(Dataset entries)
########
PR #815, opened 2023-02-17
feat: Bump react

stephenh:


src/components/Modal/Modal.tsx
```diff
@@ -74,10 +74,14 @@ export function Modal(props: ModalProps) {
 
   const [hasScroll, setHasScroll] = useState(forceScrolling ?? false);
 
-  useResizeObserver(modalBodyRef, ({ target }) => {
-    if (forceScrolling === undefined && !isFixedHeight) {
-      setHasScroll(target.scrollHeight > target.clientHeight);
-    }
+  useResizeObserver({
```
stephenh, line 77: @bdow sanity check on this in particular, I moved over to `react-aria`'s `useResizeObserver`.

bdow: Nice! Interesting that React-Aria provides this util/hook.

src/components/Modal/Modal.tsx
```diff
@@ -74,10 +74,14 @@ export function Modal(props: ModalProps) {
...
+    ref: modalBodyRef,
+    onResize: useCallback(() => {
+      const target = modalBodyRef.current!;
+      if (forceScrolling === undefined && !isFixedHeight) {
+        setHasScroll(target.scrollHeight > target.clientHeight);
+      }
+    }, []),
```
########
What the task asks >> Show each line in the data where the string "clientHeight" appears.

Response area >>
-      setHasScroll(target.scrollHeight > target.clientHeight);
+        setHasScroll(target.scrollHeight > target.clientHeight);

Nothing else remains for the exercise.